Column header containing the coordinate of SNPs. When this is provided, the coordinate of the SNPs will be scrutinized between the base and target file. SNPs with mismatched coordinate will be automatically excluded.

• --chr

Column header containing the chromosome information. When this is provided, the chromosome information of the SNPs will be scrutinized between the base and target file. SNPs with mismatched chromosome information will be automatically excluded.

• --index

If set, assume the base columns are INDEX instead of the name of the corresponding columns. Index should be 0-based (start counting from 0)

• --info-base

Base INFO score filtering. Format should be <Column name>,<Threshold>. SNPs with info score less than <Threshold> will be ignored. It is useful to perform INFO score filtering to remove SNPs with low imputation confidence score. By default, PRSice will search for the INFO column in your base file and perform info score filtering with threshold of 0.9. You can disable this behaviour by using --no-default

• --maf-base Base minor allele frequency (MAF) filtering. Format should be <Column name>,<Threshold>. SNPs with MAF less than <Threshold> will be ignored. An additional column can also be added (e.g. different filtering threshold for case and control), using the following format: <Column name>,<Threshold>:<Column name>,<Threshold>

• -no-default Remove all default options. If set, PRSice will not set any defaults and you will have to ensure all required columns are provided. (--snp, --stat, --A1, --pvalue)

• --pvalue | -p

Column header containing the p-value. The p-value information is required for clumping and this information must be provided under all circumstances.

• --se

Column header containing the standard error. Currently we do not use the standard error in any of the analysis.

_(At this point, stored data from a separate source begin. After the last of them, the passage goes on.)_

PR #17823, opened 2026-04-26
DOCS/man/mpv: clarify how to enable EDL support in mpv url handler

kasper93:
This is useful for sources that require EDL for playback.

### DIFF
--- a/DOCS/man/mpv.rst
+++ b/DOCS/man/mpv.rst
@@ -1285,6 +1285,10 @@ PROTOCOLS
     trusted source, since it disables the safety limits, basically allowing any
     protocol to be opened from the URL handler.
 
+    Example browser bookmarklet that opens the current page in mpv::
+
+        javascript:void(location='mpv://'+encodeURIComponent(location.href))
+
 ``http://...``, ``https://``, ...
 
     Many network protocols are supported, but the protocol prefix must always
--- a/DOCS/man/mpv.rst
+++ b/DOCS/man/mpv.rst
@@ -1279,7 +1279,11 @@ PROTOCOLS
 
     mpv protocol. This is used for starting mpv from URL handler. The protocol
     is stripped and the rest is passed to the player as a normal open argument.
-    Only safe network protocols are allowed to be opened this way.
+    Only safe network protocols are allowed to be opened this way. To open
+    other protocols (such as ``edl://`` URLs produced by the youtube-dl hook),
+    use ``--load-unsafe-playlists``. Only enable this when invoking mpv from a
+    trusted source, since it disables the safety limits, basically allowing any
+    protocol to be opened from the URL handler.
 
 ``http://...``, ``https://``, ...
 
--- a/DOCS/man/options.rst
+++ b/DOCS/man/options.rst
@@ -395,6 +395,11 @@ Playback Control
     location. (Instead, the behavior is as if the playlist entries were provided
     directly to mpv command line or ``loadfile`` command.)
 
+    This also enables non-network protocols inside the ``mpv://`` URL handler.
+    For example, the youtube-dl hook builds ``edl://`` playlists. This
+    effectively allows crossing between network and local boundaries, bypassing
+    safety restrictions, so it should be used with caution.
+
 ``--access-references=<yes|no>``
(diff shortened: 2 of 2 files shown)


DOCS/man/mpv.rst
```diff
@@ -1281,7 +1279,15 @@ PROTOCOLS
 
     mpv protocol. This is used for starting mpv from URL handler. The protocol
     is stripped and the rest is passed to the player as a normal open argument.
-    Only safe network protocols are allowed to be opened this way.
+    Only safe network protocols are allowed to be opened this way. To open
+    other protocols (such as ``edl://`` URLs produced by the youtube-dl hook),
+    use ``--load-unsafe-playlists``. Only enable this when invoking mpv from a
+    trusted source, since it disables the safety limits, basically allowing any
+    protocol to be opened from the URL handler.
```
sfan5, line 1286: while this is correct, when would you use this?

_scenario 1_: you have access to the mpv command line (to set options), then you don't need `mpv://` and don't run into the problem
_scenario 2_: you rely on `mpv://` because you don't have access to the mpv command line, then you can't set `--load-unsafe-playlists` 🤔 
enabling unsafe playlists in the url handler or worse globally in mpv.conf is a bad idea, so I hope you're not suggesting that.

DOCS/man/options.rst
```diff
@@ -395,6 +395,10 @@ Playback Control
     location. (Instead, the behavior is as if the playlist entries were provided
     directly to mpv command line or ``loadfile`` command.)
 
+    This also enables non-network protocols inside the ``mpv://`` URL handler.
+    For example, the youtube-dl hook builds ``edl://`` playlists. This allows
+    to cross network<->local boundaries safely, use with care.
```
sfan5: This sounds contradictory, too. If something is safe then I don't need to "use [it] with care".

DOCS/man/mpv.rst
kasper93: > then you can't set `--load-unsafe-playlists`

Obviously, you put that in your config.

> enabling unsafe playlists in the url handler or worse globally in mpv.conf is a bad idea, so I hope you're not suggesting that.

I am. All "security" implications are theoretical at best. It's on user to decide.

DOCS/man/options.rst
kasper93: `s/safely/safety/`

DOCS/man/mpv.rst
sfan5: There is no guarantee that arbitrary ffmpeg protocol opening will remain at the relatively harmless "you can dlopen files using frei0r" (guess from memory, is this still true?) and won't turn into a trivial code execution primitive (e.g. shell) in the future.
Recommending a global `--load-unsafe-playlists` is no-go IMO.

kasper93: > There is no guarantee that arbitrary ffmpeg protocol opening will remain at the relatively harmless "you can dlopen files using frei0r" (guess from memory, is this still true?) and won't turn into a trivial code execution primitive (e.g. shell) in the future.

There is nothing trivial about this. Yes, frei0r can load shared libraries, but you would first need to drop such payload to the user filesystem and know it path. Which is already big ask.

Thus this column is not required.

• --snp

Column header containing the SNP ID. This is required such that we can match SNPs between the base and target file.

• --stat

Column header containing the summary statistic. If --beta is set, default as BETA. Otherwise, try and search for OR or BETA from the header of the base file. The summary statistic is required for the construction of PRS.